The National Health Service (NHS) has greenlit a major trial for a “game-changing” device that acts like a dialysis machine, but for your liver
Imagine a world where a failing liver doesn’t automatically mean a desperate wait for a transplant. That future might be closer than we think.
The National Health Service (NHS) has greenlit a major trial for a “game-changing” device that acts like a dialysis machine, but for your liver.
Known as Dialive, this tech is being tested across 13 major hospitals to see if it can save patients from Acute-on-Chronic Liver Failure (ACLF), a condition so aggressive that many don’t even know they have it until they’re in intensive care.
How does it work?
Think of it as a high-tech spring clean for your blood. When the liver fails, it stops producing healthy proteins and starts letting toxins build up. Dialive uses a dual-filter system to swap out “corrupted” proteins with fresh ones and scrub away the toxins that cause vital organs to shut down.
“Many patients die because their bodies become trapped in a destructive cycle of inflammation that current treatments can’t reverse,” explained Dr Rohit Saha, a consultant at the Royal Free Hospital, who spoke to the Guardian. “Dialive offers new hope, with the potential to put this condition into remission and, for the first time in decades, give us a new path forward,” he added.
Why the excitement?
Liver disease is often a silent killer linked to alcohol, obesity, and hepatitis. Currently, three out of four people aren’t diagnosed until it’s a life-or-death emergency. Early tests have been incredibly promising: in a smaller study, the device reversed liver failure in twice as many patients compared to standard care.

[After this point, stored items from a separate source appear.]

Issue #2463, opened 2017-05-07
speed upload


mauro-miatello:
enhancement request: add (average) upload speed in status bar and in email notifications

kenkendk:
Yes, I have a mockup for how that would look, and the data is reported, so I just need to add it.

samuel-w:
This should be closed due to #2676.

warwickmm:
Thanks @samuel-w.

PR #2676, opened 2017-08-31
Added - Display of current upload speed

goldbattle:
image
Thought I would give #2463 a go. If the `BackendSpeed` is the default -1 it will just not have the last bit of text. I also widened the progress bar from `545px => 580px` so that the longer text fits.


gorbiWTF:
Awesome! Would it be possible to switch between MBit/s and MByte/s?

kenkendk:
Thanks! Maybe @gorbiWTF's suggestion should be a setting?

Also, maybe we should detect when the processing is stalled due to uploads, and then only display the speed? This would require an extra flag in the status reported from the server.

kenkendk:
Btw, you cannot edit the `styles.css` file directly, as we are using less.

You need to edit the less file, and then use `lessc` to build the `styles.css` file otherwise the changes are lost on next compile.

Professor Rajiv Jalan, the UCL scientist who spent years developing the machine, told the Guardian that the results are an “emotional moment” after decades of research. “The liver has an incredible potential to regenerate,” he said. “If we can keep the patient alive and clear the environment for regeneration to happen, we should be able to bridge many of these patients to recovery.”
What’s next?
Starting early next year, 72 of the sickest patients will join this government-funded trial. If it works, Dialive could become the world’s first successful form of liver dialysis, a literal lifesaver that could keep thousands of people off the transplant list and get them back to their families.